PROBLEM REQUIREMENTS: Of the material below, only the lines from the line containing "PR #135, opened 2019-12-13" down to the line containing "Details: https://github.com/whatwg/html/issues/5129" belong in the answer, written out exactly.

PROVIDED INFORMATION:
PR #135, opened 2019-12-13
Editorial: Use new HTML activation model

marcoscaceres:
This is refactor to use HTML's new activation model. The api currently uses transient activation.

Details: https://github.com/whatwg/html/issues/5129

...

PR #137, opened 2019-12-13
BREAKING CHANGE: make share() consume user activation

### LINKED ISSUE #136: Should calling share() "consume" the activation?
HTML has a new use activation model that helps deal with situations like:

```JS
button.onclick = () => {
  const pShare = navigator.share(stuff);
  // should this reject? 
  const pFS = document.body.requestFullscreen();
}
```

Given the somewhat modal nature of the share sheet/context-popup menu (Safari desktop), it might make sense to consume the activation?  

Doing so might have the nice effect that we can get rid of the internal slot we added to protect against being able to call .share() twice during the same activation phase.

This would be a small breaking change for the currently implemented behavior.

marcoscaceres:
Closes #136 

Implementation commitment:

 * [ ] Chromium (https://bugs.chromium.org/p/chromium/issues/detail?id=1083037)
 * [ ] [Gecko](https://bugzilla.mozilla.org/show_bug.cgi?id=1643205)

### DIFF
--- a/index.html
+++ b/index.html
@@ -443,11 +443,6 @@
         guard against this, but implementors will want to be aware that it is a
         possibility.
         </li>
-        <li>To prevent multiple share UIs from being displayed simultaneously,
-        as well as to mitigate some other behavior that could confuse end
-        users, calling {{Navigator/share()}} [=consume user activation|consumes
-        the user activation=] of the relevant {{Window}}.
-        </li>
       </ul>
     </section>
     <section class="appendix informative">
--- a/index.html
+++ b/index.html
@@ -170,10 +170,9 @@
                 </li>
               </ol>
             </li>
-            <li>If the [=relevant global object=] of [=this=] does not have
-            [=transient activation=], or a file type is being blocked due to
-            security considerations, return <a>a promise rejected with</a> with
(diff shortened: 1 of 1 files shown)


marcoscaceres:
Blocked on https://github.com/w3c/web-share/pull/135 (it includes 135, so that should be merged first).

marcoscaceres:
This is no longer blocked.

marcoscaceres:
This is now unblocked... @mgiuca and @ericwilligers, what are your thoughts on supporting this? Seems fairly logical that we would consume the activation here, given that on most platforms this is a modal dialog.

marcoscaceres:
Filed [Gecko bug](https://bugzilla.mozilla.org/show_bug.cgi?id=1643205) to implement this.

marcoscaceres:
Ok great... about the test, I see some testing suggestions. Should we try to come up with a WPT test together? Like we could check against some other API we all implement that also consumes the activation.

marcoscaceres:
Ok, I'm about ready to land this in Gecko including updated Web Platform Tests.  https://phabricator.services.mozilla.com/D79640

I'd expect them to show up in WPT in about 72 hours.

==

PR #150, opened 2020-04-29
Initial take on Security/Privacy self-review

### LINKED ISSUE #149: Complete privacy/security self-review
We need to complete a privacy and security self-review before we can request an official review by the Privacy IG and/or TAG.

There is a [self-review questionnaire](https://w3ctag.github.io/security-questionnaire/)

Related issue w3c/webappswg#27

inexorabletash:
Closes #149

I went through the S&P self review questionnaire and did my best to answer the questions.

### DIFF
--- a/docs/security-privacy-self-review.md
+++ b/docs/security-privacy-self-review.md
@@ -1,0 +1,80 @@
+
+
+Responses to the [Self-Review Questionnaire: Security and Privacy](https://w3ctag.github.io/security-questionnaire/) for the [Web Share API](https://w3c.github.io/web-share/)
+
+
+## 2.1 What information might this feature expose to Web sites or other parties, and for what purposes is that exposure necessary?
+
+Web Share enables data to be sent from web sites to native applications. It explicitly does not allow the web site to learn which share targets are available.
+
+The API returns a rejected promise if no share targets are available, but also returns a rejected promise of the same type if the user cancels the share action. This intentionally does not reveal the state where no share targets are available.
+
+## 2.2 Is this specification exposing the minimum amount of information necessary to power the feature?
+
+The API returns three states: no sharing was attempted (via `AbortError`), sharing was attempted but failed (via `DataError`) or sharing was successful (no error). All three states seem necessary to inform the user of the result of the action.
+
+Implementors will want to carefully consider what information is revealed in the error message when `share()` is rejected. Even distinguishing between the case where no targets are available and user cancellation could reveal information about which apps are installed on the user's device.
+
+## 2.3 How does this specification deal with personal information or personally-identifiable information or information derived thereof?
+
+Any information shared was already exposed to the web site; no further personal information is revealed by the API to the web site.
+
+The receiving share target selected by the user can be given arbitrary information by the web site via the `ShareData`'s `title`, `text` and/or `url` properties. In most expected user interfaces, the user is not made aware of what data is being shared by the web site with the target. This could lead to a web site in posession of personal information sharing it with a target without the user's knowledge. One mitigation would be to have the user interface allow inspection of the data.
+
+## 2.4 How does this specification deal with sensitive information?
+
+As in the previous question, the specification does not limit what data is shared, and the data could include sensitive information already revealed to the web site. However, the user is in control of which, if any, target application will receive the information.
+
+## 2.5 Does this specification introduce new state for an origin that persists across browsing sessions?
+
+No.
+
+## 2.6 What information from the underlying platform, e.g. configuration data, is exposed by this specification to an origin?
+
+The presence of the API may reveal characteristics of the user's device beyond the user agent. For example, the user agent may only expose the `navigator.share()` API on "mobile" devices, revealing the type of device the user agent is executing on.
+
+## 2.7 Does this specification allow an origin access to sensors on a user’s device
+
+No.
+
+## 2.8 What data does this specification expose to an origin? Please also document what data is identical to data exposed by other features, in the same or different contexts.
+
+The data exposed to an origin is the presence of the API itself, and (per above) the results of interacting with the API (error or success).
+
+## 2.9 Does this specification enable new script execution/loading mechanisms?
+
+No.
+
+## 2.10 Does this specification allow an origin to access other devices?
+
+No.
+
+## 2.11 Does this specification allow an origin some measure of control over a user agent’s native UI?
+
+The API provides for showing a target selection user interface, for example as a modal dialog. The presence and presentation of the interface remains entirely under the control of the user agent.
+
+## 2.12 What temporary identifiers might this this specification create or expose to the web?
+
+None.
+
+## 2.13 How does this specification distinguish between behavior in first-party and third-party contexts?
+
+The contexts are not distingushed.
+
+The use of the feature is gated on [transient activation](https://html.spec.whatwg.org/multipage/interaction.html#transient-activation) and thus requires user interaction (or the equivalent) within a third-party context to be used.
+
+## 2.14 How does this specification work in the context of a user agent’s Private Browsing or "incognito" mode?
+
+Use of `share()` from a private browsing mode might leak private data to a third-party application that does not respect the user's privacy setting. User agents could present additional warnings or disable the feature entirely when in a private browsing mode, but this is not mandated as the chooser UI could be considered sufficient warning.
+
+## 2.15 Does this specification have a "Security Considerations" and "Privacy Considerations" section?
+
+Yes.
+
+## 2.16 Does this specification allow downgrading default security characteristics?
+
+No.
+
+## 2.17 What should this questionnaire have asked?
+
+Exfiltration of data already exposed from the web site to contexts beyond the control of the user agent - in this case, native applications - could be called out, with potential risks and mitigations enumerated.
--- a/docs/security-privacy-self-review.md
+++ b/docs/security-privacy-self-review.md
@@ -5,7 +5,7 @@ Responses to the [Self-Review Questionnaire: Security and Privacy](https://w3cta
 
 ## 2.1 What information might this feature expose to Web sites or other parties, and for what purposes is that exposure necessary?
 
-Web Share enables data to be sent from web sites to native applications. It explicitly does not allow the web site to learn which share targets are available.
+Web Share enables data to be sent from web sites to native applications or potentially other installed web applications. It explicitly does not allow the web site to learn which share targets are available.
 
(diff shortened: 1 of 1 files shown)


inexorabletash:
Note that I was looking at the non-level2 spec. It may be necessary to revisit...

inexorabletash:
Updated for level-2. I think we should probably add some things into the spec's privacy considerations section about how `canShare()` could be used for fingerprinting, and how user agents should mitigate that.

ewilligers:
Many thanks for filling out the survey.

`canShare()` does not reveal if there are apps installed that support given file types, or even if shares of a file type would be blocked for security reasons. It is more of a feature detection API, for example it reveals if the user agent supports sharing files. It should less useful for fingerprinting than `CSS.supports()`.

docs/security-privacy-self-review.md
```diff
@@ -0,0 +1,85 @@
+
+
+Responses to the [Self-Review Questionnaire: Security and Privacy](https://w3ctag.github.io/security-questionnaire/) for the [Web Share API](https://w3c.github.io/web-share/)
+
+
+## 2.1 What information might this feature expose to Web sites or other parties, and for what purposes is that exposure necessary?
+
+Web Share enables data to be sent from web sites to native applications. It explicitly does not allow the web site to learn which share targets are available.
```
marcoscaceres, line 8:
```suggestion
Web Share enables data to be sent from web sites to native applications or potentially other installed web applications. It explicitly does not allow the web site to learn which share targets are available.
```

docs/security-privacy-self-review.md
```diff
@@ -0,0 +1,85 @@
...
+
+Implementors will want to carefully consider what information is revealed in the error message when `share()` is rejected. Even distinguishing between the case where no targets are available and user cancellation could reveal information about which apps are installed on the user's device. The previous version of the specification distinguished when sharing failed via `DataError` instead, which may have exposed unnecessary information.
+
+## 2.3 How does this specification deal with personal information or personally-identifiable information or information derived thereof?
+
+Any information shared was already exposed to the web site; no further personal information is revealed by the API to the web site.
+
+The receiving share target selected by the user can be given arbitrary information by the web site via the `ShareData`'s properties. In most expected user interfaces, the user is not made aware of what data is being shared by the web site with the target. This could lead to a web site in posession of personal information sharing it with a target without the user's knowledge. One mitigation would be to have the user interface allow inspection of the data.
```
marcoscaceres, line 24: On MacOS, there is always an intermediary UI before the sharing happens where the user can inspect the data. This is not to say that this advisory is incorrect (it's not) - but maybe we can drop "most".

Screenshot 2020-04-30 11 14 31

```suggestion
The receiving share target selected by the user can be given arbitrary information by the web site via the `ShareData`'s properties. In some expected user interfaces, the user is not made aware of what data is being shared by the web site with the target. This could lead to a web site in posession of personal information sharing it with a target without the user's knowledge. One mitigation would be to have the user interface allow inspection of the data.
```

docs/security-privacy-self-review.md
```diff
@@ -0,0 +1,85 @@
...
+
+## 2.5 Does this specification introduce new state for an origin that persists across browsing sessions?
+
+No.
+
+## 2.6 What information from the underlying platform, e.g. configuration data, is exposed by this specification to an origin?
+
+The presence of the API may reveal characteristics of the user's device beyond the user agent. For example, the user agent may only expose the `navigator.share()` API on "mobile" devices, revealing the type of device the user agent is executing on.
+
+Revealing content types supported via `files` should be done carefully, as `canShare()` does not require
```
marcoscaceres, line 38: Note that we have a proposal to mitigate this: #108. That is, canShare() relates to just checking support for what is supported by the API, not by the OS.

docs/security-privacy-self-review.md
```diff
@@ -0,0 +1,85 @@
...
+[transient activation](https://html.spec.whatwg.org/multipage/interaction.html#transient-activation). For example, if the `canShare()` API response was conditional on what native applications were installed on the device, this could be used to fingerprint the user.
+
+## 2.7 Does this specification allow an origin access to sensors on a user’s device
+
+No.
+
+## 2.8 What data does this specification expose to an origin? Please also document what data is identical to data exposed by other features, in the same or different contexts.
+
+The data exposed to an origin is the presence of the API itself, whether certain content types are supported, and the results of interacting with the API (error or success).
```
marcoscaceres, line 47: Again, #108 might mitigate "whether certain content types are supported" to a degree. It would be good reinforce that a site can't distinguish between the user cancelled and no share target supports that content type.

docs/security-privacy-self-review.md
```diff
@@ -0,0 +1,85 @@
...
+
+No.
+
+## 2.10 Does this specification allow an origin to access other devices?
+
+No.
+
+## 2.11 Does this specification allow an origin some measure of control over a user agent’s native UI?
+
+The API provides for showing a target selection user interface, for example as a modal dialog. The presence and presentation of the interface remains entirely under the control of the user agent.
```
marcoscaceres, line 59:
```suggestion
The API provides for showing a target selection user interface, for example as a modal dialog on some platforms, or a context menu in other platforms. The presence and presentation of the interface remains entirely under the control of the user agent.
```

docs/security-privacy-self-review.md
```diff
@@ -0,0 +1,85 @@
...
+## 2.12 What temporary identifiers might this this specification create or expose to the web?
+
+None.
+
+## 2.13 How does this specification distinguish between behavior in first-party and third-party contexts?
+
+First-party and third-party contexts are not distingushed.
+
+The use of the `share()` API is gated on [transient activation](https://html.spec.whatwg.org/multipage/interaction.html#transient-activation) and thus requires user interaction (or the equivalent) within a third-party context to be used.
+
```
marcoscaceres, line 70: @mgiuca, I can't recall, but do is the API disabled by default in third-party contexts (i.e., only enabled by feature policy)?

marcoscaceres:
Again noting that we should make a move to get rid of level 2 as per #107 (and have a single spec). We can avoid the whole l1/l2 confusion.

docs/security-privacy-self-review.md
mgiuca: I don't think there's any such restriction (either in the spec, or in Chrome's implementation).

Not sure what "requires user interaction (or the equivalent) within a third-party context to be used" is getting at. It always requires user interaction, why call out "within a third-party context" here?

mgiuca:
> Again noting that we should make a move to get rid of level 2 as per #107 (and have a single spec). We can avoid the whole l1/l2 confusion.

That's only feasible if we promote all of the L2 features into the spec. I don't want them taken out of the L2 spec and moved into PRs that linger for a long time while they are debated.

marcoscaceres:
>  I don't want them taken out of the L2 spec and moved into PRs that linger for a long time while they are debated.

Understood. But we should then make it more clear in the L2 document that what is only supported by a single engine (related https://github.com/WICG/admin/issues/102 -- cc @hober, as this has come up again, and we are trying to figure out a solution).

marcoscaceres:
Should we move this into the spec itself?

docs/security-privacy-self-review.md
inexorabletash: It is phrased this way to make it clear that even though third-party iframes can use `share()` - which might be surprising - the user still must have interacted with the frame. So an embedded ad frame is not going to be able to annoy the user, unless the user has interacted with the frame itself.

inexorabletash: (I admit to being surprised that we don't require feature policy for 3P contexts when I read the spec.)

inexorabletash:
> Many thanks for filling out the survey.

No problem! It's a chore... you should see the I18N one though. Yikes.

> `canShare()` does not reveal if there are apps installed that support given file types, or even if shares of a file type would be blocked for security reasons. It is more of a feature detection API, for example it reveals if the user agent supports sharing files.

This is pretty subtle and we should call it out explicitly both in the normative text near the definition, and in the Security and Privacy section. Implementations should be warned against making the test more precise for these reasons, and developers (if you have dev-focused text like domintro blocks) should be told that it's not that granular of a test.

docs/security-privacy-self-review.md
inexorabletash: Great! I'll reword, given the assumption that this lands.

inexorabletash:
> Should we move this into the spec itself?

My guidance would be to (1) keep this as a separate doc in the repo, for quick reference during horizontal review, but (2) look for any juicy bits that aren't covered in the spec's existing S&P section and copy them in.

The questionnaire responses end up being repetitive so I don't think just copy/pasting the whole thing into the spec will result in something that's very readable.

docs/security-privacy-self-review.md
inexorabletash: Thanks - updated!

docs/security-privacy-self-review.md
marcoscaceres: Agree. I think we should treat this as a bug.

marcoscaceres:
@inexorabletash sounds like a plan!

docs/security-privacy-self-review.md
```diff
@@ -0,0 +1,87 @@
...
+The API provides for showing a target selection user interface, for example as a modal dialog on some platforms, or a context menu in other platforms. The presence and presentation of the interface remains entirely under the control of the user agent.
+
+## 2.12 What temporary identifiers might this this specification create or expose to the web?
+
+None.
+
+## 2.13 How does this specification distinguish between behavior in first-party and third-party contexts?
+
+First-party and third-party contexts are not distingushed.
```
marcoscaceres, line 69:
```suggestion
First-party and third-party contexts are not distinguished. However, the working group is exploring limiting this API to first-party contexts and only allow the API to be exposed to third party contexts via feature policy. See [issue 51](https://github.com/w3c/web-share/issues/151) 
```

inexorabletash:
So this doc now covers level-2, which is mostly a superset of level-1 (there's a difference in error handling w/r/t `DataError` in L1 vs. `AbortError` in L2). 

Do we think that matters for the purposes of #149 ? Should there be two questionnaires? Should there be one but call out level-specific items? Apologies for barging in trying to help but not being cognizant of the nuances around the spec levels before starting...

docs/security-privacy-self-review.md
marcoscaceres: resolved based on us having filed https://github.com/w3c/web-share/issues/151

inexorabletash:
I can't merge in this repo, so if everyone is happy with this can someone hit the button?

RESPONSE:
PR #135, opened 2019-12-13
Editorial: Use new HTML activation model

marcoscaceres:
This is refactor to use HTML's new activation model. The api currently uses transient activation.

Details: https://github.com/whatwg/html/issues/5129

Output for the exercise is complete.